For odd k, there are algorithms that certify the unsatisfiability of random kSAT formulas with about n^{k/2} clauses; as far as I know, the analogous result is open for hypergraphs. (The kSAT algorithms use properties of kSAT that have no analog in the general hypergraph setting, such as the fact that an assignment that satisfies both (x\vee y\vee q) and (\neg q \vee w\vee z) must also satisfy (x \vee y \vee w \vee z).

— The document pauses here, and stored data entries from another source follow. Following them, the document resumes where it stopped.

Issue #759, opened 2019-04-24
Dark theme: Next, Done and Done & Talk dark theme styles


srallen:
**Package** lib-grommet-theme, lib-classifier

@rogerhutchings I'm assigning you since you've done the dark theme work most recently.

**Feature or Issue Description**
The dark theme styles mean switching to a outline border style for the task navigation and slight color changes:

<img width="396" alt="Screen Shot 2019-04-24 at 10 08 02 AM" src="https://user-images.githubusercontent.com/5016731/56670662-e2482b80-6678-11e9-941a-1018f9569d95.png">
<img width="397" alt="Screen Shot 2019-04-24 at 10 08 38 AM" src="https://user-images.githubusercontent.com/5016731/56670702-f2f8a180-6678-11e9-8c7a-bf689859e3c1.png">

How they appear in the new app:

<img width="387" alt="Screen Shot 2019-04-24 at 10 09 27 AM" src="https://user-images.githubusercontent.com/5016731/56670827-1e7b8c00-6679-11e9-9b03-aa304d5caf68.png">
<img width="389" alt="Screen Shot 2019-04-24 at 10 09 51 AM" src="https://user-images.githubusercontent.com/5016731/56670832-21767c80-6679-11e9-88a4-737cbcaa7cf2.png">

@beckyrother any changes here or should we replicate the current implementation?

beckyrother:
Sorry which is which in those images?

srallen:
@beckyrother first two is how it is in current PFE. The next two is how it is with the new app: https://fe-project.preview.zooniverse.org/projects/nora-dot-test/planet-finders-beta?env=staging (it's using grommet defaults I think)

beckyrother:
Got it. Please continue to use the outline versions with the font size that's shown, they're more legible.

PR #769, opened 2019-04-25
Style `Next` button in Classifier

rogerhutchings:
cc #759

Fixes the styling for the `Next` button in the classifier task area.

Light:

Screenshot 2019-04-25 10 27 15

Light + hover:

Screenshot 2019-04-25 10 27 27

Dark:

Screenshot 2019-04-25 10 27 45

Dark + hover:

Screenshot 2019-04-25 10 27 37

# Review Checklist

## General

## Apps

- [ ] Does it work on mobile?


packages/lib-classifier/src/components/Classifier/components/TaskArea/components/Tasks/components/TaskNavButtons/components/NextButton/NextButton.js
```diff
@@ -1,98 +1,50 @@
...
+)
 
-function NextButton ({ autoFocus, disabled, classifierTheme, onClick }) {
+function NextButton (props) {
+  const { autoFocus, disabled, onClick, theme } = props
+  const mergedThemes = merge({}, theme, nextButtonTheme)
   return (
-    <ThemeProvider theme={{ mode: classifierTheme }}>
-      <StyledNextButton
+    <Grommet theme={mergedThemes}>
```
srallen: I was looking over the Grommet docs again today and maybe we should be using `ThemeContext` instead of the Grommet component instead to be doing stuff like this? https://v2.grommet.io/themecontext

rogerhutchings: Done :+1:

rogerhutchings:
I much prefer that method, creating a whole new Grommet context feels heavy-handed. 

It was mostly painless, although I did have to do a separate export for testing; I was getting errors about `colors` not being defined, and without digging further I'm guessing that trying to use `ThemeContext` outside of a Grommet context is breaking.

packages/lib-classifier/src/components/Classifier/components/TaskArea/components/Tasks/components/TaskNavButtons/components/NextButton/NextButton.spec.js
```diff
@@ -2,9 +2,10 @@ import React from 'react'
 import { shallow } from 'enzyme'
 import { expect } from 'chai'
 import sinon from 'sinon'
-import NextButton, { StyledNextButton } from './NextButton'
 
-describe('NextButton', function () {
+import { NextButton } from './NextButton'
+
+describe.only('NextButton', function () {
```
eatyourgreens: Stray `.only`.

packages/lib-classifier/src/components/Classifier/components/TaskArea/components/Tasks/components/TaskNavButtons/components/NextButton/NextButton.js
```diff
@@ -1,98 +1,50 @@
...
-  })};
-  }
-
-  &:disabled {
-    cursor: not-allowed;
-  }
-  `
+const Label = (
+  <Text size='medium'>
+    {counterpart('NextButton.next')} →
```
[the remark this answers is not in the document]
rogerhutchings: Good idea: I've used CSS content and added a prop to determine where and which arrow to insert. I've also added a `TODO` to remind us that we'll need to hook this up to something :)

rogerhutchings:
I'm going to extract the ThemeContext HOC out to its own component in the Tabs PR, as it seems like it's a pretty common use

packages/lib-classifier/src/components/Classifier/components/TaskArea/components/Tasks/components/TaskNavButtons/components/NextButton/NextButton.js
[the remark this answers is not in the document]
eatyourgreens: Thanks, but the arrow should always be after the word Next. You don't need to add logic to change the order. Your change would always display the arrow on the right of the word Next, but it should be on the left in an RTL language.

rogerhutchings:
You're right, I've just tried it out and pushed a fix.

packages/lib-classifier/src/components/Classifier/components/TaskArea/components/Tasks/components/TaskNavButtons/components/NextButton/NextButton.js
```diff
@@ -1,98 +1,56 @@
...
-    light: `solid thin ${adjustHue(-7, gold)}`
-  })};
-    box-shadow: none;
-    color: ${theme('mode', {
-    dark: 'black',
-    light: 'black'
-  })};
-  }
+// TODO: This will need hooking up to counterpart / a helper function to
+// determine whether to use an RTL language or not
```
eatyourgreens: In PFE, we keep a list of RTL languages and check the stored locale against that.
https://github.com/zooniverse/Panoptes-Front-End/blob/2f7c55797bc9837ae5f0e6407d7c28d78b7bbe9b/app/redux/ducks/translations.js#L57-L60

A CSS selector like `html[lang=he]` handles most of the basic project display though.

rogerhutchings: ooh, there's also https://developer.mozilla.org/en-US/docs/Web/CSS/:lang (didn't know about this one)

eatyourgreens: That's new to me too. It'd be really nice if we didn't have to maintain a big list of RTL language codes, but could let the browser do that for us.

PR #779, opened 2019-04-26
Refactor metadata modal to be contained in a fragment container class

srallen:
Package: lib-classifier

Describe your changes:
This fixes the extra gap Grommet was adding. Even though the modal was hidden, Grommet was putting a gap after it. So now instead of:

Screen Shot 2019-04-26 at 10 23 04 AM

It renders as:

Screen Shot 2019-04-26 at 10 22 29 AM

# Review Checklist

## General

## Apps

- [ ] Does it work on mobile?


packages/lib-classifier/src/components/Classifier/components/MetaTools/components/Metadata/Metadata.js
```diff
@@ -0,0 +1,45 @@
...
+
+    this.state = {
+      showMetadataModal: false
+    }
+
+    this.toggleMetadataModal = this.toggleMetadataModal.bind(this)
+  }
+
+  toggleMetadataModal () {
+    this.setState((prevState) => { return { showMetadataModal: !prevState.showMetadataModal } })
```
rogerhutchings: this can be shortened for es6 style points:

```
this.setState(prevState => ({ showMetadataModal: !prevState.showMetadataModal }))
```

PR #780, opened 2019-04-26
Update theme for the radio buttons

srallen:
Package: lib-grommet-theme

Describe your changes:
Fixes the regression to the circle size after #747. I'm not sure if this fixes the issue in #746 because I can't replicate it using the emulators. We'll have to start testing with actual devices. 

# Review Checklist

## General

## Apps

- [ ] Does it work on mobile?

### DIFF
--- a/packages/lib-grommet-theme/src/index.js
+++ b/packages/lib-grommet-theme/src/index.js
@@ -426,7 +426,7 @@ const theme = deepFreeze({
   radioButton: {
     icon: {
       size: '15px',
-      extend: props => `circle { r: 10px; }`
+      extend: 'circle { r: 10px; }'
     },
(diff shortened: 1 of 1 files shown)


packages/lib-grommet-theme/src/index.js
```diff
@@ -425,7 +425,8 @@ const theme = deepFreeze({
   },
   radioButton: {
     icon: {
-      size: 'small'
+      size: '15px',
+      extend: props => `circle { r: 10px; }`
```
rogerhutchings: Not a blocker, but this doesn't need to be a function, as it's not using `props` - it can just be:

```
extend: 'circle { r: 10px; }'
```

Substantial work has gone into proving limitations of spectral methods for the problem of certifying the unsatisfiability of random instances of kSAT. Bounds at least as good as those obtained by spectral methods can always be obtained by formulating a semidefinite programming (SDP) relaxation of the given problem, and there are several results showing that even very powerful SDP relaxations of kSAT cannot certify unsatisfiability even for fairly large densities (see e.g. this paper), and the hypergraph quasirandomness problem is only harder. Still, it is plausible that one can verify the quasirandomness of a random hypergraph with at least n^{1+\epsilon} hyperedges, for all \epsilon>0. At least, the problem should be solvable in 3-hypergraphs with n^{1.5} hyperedges.